Task objective -
Please repeat, from the entries that follow, the lines from the one containing "PR #256, opened 2026-04-14" through the one containing "## Why bot token everywhere" exactly, adding nothing.

************

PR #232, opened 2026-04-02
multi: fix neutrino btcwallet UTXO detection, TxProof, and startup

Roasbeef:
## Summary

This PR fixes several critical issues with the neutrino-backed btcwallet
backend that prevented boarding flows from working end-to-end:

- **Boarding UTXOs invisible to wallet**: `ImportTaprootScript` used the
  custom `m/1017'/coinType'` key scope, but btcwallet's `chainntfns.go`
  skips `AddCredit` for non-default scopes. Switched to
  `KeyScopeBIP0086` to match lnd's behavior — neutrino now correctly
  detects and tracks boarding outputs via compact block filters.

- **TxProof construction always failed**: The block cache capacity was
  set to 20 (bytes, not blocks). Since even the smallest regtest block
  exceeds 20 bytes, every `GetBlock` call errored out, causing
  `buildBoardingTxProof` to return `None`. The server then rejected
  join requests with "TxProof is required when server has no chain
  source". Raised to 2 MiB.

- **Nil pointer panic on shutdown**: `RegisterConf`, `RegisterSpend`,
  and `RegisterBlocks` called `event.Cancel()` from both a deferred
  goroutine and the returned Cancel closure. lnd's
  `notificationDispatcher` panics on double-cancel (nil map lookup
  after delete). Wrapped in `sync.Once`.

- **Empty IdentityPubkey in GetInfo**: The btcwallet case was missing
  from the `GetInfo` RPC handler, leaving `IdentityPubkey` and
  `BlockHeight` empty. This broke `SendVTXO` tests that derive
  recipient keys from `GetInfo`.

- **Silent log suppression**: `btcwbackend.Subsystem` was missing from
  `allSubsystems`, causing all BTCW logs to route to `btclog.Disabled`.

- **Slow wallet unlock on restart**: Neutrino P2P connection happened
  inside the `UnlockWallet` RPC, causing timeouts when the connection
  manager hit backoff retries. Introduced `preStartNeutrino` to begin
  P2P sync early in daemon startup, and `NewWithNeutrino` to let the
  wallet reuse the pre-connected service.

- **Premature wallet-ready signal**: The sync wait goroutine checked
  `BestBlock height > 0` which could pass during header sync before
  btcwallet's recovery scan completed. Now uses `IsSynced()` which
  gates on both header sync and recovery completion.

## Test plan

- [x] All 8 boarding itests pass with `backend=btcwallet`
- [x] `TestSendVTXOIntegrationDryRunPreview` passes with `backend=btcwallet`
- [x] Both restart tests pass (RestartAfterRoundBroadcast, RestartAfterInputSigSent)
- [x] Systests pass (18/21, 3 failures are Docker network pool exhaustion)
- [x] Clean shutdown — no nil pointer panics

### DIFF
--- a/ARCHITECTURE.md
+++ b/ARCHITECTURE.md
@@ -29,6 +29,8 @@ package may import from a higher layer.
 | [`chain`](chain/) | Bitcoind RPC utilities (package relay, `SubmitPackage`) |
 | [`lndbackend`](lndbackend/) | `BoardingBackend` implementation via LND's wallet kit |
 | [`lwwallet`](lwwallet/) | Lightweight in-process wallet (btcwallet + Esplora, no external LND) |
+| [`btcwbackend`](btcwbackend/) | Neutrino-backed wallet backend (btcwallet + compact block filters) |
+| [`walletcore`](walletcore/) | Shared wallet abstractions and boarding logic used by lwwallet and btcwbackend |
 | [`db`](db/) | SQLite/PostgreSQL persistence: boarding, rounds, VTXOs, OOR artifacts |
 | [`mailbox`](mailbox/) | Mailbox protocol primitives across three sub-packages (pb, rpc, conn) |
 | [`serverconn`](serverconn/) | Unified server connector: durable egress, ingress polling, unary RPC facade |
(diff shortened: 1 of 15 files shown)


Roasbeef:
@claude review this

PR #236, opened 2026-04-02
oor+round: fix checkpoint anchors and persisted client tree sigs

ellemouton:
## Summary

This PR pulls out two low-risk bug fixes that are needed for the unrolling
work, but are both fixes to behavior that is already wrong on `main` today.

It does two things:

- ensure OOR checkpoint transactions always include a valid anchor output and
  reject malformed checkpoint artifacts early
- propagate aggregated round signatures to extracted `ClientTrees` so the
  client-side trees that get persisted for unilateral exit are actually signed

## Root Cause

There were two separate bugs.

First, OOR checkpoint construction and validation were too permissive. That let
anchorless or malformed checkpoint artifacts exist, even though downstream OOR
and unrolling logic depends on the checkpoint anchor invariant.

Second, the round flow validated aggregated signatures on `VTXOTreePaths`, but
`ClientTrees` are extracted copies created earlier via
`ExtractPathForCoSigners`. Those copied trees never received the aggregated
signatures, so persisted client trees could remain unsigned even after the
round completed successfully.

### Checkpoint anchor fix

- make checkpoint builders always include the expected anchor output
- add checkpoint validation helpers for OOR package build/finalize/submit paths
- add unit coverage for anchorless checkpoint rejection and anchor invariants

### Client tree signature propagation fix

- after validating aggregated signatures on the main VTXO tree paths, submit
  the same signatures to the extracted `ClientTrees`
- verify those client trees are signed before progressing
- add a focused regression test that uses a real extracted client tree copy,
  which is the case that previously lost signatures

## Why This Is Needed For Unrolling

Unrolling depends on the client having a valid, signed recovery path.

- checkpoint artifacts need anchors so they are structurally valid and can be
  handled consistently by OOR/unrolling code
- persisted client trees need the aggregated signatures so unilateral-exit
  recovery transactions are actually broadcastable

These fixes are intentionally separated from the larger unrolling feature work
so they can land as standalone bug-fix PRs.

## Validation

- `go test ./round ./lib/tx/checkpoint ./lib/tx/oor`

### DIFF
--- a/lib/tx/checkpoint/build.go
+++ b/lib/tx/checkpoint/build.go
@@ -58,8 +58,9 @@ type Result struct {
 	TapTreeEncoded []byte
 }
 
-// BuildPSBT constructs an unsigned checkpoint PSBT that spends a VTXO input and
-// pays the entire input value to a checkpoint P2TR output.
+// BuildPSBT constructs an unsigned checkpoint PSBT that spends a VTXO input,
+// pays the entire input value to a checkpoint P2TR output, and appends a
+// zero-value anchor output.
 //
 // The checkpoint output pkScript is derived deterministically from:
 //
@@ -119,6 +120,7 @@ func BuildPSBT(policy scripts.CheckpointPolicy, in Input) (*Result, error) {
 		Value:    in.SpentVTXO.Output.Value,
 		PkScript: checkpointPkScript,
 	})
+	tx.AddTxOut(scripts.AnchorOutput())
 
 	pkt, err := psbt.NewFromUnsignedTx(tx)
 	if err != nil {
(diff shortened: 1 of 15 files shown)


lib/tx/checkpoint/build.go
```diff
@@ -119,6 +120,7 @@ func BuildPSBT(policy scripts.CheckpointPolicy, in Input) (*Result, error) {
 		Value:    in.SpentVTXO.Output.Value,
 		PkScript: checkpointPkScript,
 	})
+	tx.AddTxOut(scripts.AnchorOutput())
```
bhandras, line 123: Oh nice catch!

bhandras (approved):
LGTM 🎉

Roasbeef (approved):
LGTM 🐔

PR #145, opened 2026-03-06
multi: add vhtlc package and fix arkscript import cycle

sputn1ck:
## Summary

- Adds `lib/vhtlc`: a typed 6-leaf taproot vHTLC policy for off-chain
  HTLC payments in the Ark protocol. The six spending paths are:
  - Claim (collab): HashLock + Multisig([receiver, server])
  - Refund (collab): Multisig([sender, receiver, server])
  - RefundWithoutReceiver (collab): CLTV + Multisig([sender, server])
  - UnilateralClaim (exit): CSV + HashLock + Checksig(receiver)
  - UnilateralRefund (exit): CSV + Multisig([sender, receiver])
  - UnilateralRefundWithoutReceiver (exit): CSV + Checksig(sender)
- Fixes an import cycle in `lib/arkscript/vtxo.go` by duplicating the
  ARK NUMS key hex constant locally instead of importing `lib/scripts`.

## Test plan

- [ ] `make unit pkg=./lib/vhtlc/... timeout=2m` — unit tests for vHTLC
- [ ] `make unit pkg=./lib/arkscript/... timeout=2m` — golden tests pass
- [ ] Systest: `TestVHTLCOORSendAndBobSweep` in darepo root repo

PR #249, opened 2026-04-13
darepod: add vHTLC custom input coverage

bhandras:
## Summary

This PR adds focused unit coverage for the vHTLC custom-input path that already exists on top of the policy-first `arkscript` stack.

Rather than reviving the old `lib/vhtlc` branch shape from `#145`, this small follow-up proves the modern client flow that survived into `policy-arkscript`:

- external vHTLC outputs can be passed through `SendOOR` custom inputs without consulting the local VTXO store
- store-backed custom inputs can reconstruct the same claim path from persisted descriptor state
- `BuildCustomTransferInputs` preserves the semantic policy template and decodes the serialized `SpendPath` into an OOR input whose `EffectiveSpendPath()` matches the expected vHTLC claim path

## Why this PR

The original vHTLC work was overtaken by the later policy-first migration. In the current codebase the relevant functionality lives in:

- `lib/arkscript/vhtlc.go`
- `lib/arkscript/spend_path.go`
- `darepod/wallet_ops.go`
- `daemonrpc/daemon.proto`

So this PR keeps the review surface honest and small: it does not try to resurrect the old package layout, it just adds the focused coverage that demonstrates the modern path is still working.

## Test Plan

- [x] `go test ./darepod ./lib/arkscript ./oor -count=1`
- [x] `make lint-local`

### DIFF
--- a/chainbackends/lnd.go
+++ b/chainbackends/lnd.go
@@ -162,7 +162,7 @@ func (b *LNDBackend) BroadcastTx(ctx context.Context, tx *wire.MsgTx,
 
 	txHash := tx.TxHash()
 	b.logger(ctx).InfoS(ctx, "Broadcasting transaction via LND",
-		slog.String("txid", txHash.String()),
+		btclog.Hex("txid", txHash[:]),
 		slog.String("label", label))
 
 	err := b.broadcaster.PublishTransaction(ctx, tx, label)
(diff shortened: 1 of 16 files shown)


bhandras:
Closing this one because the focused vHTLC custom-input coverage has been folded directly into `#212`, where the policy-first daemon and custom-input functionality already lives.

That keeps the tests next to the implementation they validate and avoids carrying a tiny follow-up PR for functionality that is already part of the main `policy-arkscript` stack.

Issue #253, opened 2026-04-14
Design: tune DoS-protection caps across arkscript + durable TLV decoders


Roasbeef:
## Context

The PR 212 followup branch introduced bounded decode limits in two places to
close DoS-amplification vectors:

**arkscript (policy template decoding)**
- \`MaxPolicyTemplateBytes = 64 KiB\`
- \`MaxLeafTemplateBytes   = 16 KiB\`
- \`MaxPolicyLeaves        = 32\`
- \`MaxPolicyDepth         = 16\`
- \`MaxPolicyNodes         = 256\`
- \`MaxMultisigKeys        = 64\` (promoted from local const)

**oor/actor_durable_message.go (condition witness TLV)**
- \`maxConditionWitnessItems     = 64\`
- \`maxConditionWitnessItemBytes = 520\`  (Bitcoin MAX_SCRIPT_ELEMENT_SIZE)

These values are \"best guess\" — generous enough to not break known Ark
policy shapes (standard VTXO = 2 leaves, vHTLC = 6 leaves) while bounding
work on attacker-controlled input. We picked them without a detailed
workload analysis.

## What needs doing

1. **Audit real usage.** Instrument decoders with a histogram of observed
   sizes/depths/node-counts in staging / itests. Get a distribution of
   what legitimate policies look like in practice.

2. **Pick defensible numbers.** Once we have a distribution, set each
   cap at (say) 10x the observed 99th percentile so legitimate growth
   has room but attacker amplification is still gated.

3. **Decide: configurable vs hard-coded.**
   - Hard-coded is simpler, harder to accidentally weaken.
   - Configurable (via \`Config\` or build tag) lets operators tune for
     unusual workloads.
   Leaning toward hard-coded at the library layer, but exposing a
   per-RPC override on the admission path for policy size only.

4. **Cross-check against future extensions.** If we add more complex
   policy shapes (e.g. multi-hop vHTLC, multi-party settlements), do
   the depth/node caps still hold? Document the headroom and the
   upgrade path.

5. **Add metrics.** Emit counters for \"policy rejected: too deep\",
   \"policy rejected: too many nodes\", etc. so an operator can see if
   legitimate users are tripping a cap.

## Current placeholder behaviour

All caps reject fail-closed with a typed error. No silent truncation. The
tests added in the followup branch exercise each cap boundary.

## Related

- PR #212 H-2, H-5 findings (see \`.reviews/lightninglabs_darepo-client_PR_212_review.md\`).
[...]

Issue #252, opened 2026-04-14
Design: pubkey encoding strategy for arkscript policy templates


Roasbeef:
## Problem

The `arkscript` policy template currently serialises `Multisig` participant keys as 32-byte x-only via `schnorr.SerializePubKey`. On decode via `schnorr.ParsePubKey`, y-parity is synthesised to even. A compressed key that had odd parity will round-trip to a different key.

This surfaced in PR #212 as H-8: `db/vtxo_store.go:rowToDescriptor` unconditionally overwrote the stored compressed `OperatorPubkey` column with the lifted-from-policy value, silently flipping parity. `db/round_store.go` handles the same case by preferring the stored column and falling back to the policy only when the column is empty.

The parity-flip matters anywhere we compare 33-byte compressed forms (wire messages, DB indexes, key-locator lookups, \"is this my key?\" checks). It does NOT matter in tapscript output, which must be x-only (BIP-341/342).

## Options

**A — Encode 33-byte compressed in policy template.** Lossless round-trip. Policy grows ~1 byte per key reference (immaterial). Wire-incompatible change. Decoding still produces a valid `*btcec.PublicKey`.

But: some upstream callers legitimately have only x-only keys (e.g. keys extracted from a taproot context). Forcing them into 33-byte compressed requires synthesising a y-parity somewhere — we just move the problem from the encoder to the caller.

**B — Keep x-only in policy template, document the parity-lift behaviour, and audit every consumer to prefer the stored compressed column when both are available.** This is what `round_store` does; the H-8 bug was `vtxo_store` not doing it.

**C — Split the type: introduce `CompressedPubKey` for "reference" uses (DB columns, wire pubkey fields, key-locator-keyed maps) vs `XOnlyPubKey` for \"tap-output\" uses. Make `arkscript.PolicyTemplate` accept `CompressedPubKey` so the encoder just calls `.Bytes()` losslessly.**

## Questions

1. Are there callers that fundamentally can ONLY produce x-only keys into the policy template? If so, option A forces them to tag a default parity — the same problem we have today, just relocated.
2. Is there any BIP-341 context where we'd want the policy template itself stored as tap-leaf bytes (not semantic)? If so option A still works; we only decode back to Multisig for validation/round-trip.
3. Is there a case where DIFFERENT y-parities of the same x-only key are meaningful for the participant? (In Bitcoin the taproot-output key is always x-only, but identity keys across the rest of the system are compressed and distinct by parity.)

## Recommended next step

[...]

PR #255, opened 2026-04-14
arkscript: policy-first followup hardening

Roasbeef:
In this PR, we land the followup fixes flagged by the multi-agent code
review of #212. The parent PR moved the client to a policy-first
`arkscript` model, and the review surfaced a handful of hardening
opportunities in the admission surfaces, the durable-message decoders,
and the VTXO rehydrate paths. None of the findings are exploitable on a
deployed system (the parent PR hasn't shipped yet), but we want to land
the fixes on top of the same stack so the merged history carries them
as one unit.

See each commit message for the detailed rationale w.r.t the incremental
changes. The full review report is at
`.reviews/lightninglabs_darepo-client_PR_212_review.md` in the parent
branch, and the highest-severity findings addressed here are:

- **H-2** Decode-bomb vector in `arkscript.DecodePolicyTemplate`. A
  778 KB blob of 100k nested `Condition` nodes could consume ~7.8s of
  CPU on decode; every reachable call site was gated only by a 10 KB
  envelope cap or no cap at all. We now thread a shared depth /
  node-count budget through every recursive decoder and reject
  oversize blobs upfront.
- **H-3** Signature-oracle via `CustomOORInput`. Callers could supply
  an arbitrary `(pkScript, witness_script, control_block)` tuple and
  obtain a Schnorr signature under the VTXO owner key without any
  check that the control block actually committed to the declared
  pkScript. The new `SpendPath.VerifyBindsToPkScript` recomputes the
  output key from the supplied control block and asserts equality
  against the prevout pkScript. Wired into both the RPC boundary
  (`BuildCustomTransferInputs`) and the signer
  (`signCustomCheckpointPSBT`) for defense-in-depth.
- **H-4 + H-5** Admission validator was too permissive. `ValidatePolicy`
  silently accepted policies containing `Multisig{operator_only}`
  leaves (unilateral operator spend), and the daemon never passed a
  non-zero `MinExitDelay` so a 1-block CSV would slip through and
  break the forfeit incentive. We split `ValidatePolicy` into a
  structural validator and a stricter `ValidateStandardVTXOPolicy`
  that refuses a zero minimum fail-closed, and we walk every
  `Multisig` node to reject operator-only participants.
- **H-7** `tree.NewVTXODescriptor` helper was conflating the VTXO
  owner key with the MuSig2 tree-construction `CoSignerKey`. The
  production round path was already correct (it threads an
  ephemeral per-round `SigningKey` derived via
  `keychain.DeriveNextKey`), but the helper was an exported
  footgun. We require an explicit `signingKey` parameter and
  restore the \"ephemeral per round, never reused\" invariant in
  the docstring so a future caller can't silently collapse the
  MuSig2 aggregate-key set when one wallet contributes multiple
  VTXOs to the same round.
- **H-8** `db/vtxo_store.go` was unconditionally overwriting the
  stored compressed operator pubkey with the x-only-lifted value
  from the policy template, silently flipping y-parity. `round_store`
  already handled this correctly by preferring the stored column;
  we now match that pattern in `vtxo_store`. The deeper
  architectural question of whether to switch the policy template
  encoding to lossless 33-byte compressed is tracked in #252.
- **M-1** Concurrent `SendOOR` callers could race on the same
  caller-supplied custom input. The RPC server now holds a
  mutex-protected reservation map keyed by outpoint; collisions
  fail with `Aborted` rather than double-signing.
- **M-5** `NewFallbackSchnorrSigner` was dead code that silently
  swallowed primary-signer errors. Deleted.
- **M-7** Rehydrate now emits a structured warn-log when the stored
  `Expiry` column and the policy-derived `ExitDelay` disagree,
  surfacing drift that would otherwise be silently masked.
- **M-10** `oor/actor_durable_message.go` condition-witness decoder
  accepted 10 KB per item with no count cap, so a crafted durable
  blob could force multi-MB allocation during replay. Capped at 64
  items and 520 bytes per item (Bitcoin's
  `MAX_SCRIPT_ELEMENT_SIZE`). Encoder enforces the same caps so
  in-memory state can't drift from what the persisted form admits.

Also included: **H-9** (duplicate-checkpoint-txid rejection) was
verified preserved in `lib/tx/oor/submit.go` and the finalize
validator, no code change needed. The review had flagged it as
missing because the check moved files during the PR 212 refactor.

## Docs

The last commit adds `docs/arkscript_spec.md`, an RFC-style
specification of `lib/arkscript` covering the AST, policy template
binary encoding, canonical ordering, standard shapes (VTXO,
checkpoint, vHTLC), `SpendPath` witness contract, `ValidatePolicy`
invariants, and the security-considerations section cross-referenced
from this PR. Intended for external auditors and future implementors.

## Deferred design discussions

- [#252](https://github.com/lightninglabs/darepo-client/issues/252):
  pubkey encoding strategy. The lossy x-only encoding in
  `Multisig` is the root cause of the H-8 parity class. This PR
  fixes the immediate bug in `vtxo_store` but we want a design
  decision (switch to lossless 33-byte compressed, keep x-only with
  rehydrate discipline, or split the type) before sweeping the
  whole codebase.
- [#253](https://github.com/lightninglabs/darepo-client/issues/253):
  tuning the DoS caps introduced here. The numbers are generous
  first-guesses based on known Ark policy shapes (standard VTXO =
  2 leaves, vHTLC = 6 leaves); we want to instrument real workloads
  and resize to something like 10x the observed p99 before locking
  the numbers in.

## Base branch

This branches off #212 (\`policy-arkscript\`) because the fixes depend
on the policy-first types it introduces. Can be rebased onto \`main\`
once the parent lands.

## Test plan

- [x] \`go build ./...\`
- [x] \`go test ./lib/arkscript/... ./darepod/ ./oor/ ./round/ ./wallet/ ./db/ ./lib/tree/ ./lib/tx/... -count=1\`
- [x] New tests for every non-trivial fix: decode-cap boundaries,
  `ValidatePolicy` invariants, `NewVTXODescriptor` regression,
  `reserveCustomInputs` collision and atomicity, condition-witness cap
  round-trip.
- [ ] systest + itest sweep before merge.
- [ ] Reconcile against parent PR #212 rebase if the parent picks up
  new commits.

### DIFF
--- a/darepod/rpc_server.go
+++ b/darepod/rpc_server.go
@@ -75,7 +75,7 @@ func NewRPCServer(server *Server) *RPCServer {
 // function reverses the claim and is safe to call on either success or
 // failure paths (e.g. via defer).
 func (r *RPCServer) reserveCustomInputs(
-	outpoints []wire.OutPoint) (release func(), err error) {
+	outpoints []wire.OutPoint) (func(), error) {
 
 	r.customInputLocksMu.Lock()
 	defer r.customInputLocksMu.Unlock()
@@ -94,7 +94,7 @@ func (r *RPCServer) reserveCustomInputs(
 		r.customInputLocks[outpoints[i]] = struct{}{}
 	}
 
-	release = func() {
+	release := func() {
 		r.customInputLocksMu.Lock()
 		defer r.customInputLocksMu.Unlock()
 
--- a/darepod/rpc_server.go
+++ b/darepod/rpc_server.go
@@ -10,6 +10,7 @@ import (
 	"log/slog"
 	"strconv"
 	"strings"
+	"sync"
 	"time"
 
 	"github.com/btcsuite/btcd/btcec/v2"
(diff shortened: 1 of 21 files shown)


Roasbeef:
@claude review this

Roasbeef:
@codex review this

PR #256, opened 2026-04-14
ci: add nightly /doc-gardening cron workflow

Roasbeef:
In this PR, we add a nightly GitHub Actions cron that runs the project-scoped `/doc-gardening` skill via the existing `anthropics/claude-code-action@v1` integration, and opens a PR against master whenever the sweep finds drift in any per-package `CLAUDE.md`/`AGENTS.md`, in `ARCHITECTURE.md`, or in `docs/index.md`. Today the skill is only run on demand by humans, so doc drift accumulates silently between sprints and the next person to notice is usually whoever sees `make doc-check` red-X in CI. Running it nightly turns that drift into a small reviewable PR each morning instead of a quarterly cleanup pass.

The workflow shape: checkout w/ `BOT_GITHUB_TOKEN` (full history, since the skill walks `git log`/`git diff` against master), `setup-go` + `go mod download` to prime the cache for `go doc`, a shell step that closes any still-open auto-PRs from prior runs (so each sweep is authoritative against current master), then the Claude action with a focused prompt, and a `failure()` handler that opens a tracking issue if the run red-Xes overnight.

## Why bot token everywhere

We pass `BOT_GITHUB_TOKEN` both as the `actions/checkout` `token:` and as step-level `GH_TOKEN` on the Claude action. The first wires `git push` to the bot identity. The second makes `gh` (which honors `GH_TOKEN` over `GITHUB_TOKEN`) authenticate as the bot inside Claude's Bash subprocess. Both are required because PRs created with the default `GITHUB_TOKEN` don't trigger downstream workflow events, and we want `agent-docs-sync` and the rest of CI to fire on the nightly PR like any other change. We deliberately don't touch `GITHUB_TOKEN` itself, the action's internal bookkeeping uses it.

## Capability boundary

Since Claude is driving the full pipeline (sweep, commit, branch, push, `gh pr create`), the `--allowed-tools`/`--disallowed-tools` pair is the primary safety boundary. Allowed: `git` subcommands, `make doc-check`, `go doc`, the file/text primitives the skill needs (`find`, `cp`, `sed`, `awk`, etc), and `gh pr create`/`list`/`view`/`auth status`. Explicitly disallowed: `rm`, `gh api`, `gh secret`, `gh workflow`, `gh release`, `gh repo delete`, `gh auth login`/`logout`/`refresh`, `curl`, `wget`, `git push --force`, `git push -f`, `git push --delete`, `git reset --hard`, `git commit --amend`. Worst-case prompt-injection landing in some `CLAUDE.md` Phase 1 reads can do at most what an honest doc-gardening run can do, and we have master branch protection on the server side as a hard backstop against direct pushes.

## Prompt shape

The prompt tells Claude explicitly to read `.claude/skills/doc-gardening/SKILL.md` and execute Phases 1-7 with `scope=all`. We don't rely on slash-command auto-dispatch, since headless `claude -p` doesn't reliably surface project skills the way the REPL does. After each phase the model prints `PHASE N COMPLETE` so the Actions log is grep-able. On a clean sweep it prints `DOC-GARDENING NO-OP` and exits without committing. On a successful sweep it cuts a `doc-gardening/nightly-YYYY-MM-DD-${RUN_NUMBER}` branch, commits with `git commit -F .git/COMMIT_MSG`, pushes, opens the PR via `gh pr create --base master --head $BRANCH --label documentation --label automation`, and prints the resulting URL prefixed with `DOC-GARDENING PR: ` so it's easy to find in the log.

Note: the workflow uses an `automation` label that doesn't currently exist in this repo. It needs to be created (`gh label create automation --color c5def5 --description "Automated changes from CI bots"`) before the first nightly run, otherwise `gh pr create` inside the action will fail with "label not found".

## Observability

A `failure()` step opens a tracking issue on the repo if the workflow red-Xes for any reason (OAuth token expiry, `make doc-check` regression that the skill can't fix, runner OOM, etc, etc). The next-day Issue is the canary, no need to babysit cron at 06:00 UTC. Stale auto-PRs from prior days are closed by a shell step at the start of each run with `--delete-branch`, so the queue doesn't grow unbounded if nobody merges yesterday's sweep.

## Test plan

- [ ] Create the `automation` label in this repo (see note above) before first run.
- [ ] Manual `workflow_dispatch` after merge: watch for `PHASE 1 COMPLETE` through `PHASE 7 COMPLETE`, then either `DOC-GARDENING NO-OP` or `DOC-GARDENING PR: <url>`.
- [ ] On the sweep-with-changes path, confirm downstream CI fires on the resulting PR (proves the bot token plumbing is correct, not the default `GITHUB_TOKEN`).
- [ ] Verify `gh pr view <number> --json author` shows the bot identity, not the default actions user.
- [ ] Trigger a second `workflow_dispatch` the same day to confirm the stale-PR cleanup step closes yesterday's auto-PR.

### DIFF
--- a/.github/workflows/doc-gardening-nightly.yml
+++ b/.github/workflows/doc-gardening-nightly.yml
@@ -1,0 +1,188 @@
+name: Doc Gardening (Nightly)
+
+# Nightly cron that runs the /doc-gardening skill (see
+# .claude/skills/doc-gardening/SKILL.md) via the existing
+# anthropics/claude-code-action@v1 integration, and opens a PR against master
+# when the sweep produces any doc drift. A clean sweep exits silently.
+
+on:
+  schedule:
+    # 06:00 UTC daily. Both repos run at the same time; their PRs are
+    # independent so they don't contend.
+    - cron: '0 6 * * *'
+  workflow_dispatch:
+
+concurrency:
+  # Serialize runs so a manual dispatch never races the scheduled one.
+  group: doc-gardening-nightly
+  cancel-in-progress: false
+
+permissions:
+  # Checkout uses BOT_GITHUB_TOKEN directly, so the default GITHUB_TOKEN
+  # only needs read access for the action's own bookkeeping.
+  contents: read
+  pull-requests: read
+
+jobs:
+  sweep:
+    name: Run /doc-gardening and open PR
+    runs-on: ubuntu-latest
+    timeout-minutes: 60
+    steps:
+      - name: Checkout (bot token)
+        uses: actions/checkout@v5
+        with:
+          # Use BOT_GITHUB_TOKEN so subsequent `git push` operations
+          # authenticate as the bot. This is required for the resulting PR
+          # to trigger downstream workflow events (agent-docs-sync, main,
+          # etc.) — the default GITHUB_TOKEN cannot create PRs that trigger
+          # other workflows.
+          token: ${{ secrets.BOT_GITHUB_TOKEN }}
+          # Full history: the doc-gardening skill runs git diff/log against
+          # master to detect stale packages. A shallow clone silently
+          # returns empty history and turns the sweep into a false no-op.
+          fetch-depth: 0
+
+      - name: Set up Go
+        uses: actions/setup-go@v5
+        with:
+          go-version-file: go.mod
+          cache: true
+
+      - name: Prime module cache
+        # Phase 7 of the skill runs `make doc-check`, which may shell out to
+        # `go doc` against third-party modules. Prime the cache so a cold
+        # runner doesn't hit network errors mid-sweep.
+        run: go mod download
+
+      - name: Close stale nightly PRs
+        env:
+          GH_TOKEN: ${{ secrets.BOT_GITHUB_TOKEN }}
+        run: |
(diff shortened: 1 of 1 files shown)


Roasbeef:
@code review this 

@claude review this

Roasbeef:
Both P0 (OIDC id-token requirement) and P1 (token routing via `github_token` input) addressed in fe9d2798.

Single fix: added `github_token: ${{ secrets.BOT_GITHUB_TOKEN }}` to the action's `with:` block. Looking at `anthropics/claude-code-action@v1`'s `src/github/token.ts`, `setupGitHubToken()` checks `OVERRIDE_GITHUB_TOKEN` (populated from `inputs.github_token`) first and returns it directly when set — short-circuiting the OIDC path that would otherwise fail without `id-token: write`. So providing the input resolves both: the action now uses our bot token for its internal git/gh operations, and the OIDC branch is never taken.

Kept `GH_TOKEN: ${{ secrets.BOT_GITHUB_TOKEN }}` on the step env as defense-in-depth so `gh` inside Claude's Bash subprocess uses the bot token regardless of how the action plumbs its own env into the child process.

************

Answer for the task -
PR #256, opened 2026-04-14
ci: add nightly /doc-gardening cron workflow

Roasbeef:
In this PR, we add a nightly GitHub Actions cron that runs the project-scoped `/doc-gardening` skill via the existing `anthropics/claude-code-action@v1` integration, and opens a PR against master whenever the sweep finds drift in any per-package `CLAUDE.md`/`AGENTS.md`, in `ARCHITECTURE.md`, or in `docs/index.md`. Today the skill is only run on demand by humans, so doc drift accumulates silently between sprints and the next person to notice is usually whoever sees `make doc-check` red-X in CI. Running it nightly turns that drift into a small reviewable PR each morning instead of a quarterly cleanup pass.

The workflow shape: checkout w/ `BOT_GITHUB_TOKEN` (full history, since the skill walks `git log`/`git diff` against master), `setup-go` + `go mod download` to prime the cache for `go doc`, a shell step that closes any still-open auto-PRs from prior runs (so each sweep is authoritative against current master), then the Claude action with a focused prompt, and a `failure()` handler that opens a tracking issue if the run red-Xes overnight.

## Why bot token everywhere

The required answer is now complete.